My search for the perfect fragrance was a search for authenticity. Raised in the Eighties and Nineties in an affluent suburb about fifty miles from the city, I had learned about fragrances at an early age on trips with my mother to the local Saks and Bloomingdale’s. I had learned that they were about how you looked, how you made your money and how you attracted the opposite sex. By and large, they seemed to be about fulfilling the expectations created by magazine advertisements. The formula was something like that dress, that car, that house and that man. And the formula was a work of genius. Everybody wanted evidence of it in their daily lives.

It wasn’t until much later, in graduate school, that I began to think about fragrance as something that expressed the individual or that gave its wearer pleasure before anyone else. I had smelled a very fine patchouli fragrance on another guest at an East Village dinner party. Earthy, dark and pungent, it complemented her little black dress, her silver jewelry and her foreign accent. The next weekend I made a point of visiting the women’s fragrance counter at Barneys and asked the salesperson to guide me through the various renditions of patchouli. After about an hour-and-a-half I put my finger on Etro’s Patchouli, a complex patchouli with citrus and floral notes. It became my winter scent. Friends would pull me close for a kiss and then linger over my overcoat collar or cashmere scarf. Some would comment on the strangeness of it, the singularity of it. After all, it was 2001. The era of innocuous aquatic men’s scents was in full swing. If something didn’t reek of Dolce & Gabbana Pour Homme, it was exemplary.

That spring, as the weather changed I realized that the patchouli wasn’t working. This time, instead of going to Barneys I went to the Etro boutique. I tried about five more of their fragrances and this time bought a bottle of Vetiver. Little did I know how important that bottle would prove to be. Vetiver, I learned, was a root much prized in India, Southeast Asia and Indonesia for staving off erosion. In many of those same places, it was used to make floor mats and shades, which incidentally worked well against mosquitoes. On me, it was austere and manly but in an introverted sort of way. I decided it would be my fragrance signature. I still knew relatively little about its importance in perfumery.

As the years went by and I came closer to finishing my doctorate, I acquired a number of different styles and “arrangements” of vetiver. There were the classical ones, like Givenchy and Carven; the wildly popular tobacco-inflected ones, like Guerlain; the dirty, sweaty ones like Maître Parfumeur et Gantier Route du Vétiver; and the seaside ones, briny and brisk, like Annick Goutal Vétiver and The Different Company Sel du Vétiver; and even the seductive Oriental ones, like Montale Vétiver Sables and Serge Lutens Vétiver Oriental. At each step of the way, I yearned for a vetiver to call my very own. Earthiness here appealed more to me than high polish. Somehow a touch of dirt brought nature back into my life in the concrete jungle and didn’t toy with my own body’s scent. But this dirt––this root system, rather, with the dirt still clinging––was maddeningly elusive.

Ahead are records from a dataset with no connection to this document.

PR #2345, opened 2023-03-10
Add a test case for a bug with arrays of variable pointers

nhaehnle:
This came up in an upstream discussion about fat buffer pointers. The underlying issue is that there is legal shader SPIR-V that results in load/store of buffer pointers to survive all the way through to PatchBufferOp.

The impact of the bug is limited because neither GLSL nor HLSL can express this construct.

See also: https://discourse.llvm.org/t/representing-buffer-descriptors-in-the-amdgpu-target-call-for-suggestions/68798/35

And then, this past summer, I found it. After sniffing hundreds of different vetivers, I came upon a new one right back where I had started ten years before: Nasomatto Absinth. It was an unexpected surprise. Rooty, nutty and mushroomy, it captured my attention immediately. Finally, I thought, here’s what the French call sous-bois (“undergrowth,” “forest floor”). But the real surprise came when I realized that the unadulterated vetiver for which I’d yearned all those years was unattainable without the help of things like patchouli, bergamot and wild fennel. Where Paradise was lost, the art of perfumery had begun.